(Stored items)
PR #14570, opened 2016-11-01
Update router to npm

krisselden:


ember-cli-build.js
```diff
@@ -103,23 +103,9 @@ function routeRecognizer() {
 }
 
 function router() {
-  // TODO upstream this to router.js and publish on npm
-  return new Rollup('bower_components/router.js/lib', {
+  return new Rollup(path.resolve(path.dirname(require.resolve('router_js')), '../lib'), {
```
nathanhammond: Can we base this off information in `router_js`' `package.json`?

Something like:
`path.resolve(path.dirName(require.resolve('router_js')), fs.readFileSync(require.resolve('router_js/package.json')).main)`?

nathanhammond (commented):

* * *

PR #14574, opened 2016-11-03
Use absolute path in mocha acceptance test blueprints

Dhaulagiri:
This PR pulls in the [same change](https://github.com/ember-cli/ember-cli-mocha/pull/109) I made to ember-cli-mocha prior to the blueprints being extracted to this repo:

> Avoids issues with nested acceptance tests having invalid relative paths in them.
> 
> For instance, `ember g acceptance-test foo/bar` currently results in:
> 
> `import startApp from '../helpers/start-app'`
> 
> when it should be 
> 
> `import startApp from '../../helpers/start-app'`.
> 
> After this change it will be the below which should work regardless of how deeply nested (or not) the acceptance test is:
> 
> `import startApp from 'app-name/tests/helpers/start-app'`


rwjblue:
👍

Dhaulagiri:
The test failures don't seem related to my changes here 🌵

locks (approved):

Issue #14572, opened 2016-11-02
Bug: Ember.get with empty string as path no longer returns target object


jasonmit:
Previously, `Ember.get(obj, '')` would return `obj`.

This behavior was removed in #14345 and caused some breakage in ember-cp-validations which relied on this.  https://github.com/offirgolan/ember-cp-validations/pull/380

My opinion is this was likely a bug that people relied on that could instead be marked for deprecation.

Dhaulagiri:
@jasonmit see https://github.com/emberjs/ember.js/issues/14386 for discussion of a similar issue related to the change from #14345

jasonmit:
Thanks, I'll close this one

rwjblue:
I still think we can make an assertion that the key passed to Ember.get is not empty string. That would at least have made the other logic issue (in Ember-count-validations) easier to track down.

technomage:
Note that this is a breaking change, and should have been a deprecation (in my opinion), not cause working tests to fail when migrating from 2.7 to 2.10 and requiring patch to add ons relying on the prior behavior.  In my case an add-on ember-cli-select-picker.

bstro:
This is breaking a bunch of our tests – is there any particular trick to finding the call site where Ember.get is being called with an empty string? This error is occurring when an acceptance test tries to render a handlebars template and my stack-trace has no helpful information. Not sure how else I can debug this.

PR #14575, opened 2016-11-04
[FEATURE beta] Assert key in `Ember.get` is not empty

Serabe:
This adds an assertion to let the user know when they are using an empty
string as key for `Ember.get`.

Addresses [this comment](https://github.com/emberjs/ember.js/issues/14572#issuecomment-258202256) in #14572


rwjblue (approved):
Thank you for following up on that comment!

Task directions: Reproduce every line from the preceding data in which the word "package" can be found.

Exercise solution:
nathanhammond: Can we base this off information in `router_js`' `package.json`?
`path.resolve(path.dirName(require.resolve('router_js')), fs.readFileSync(require.resolve('router_js/package.json')).main)`?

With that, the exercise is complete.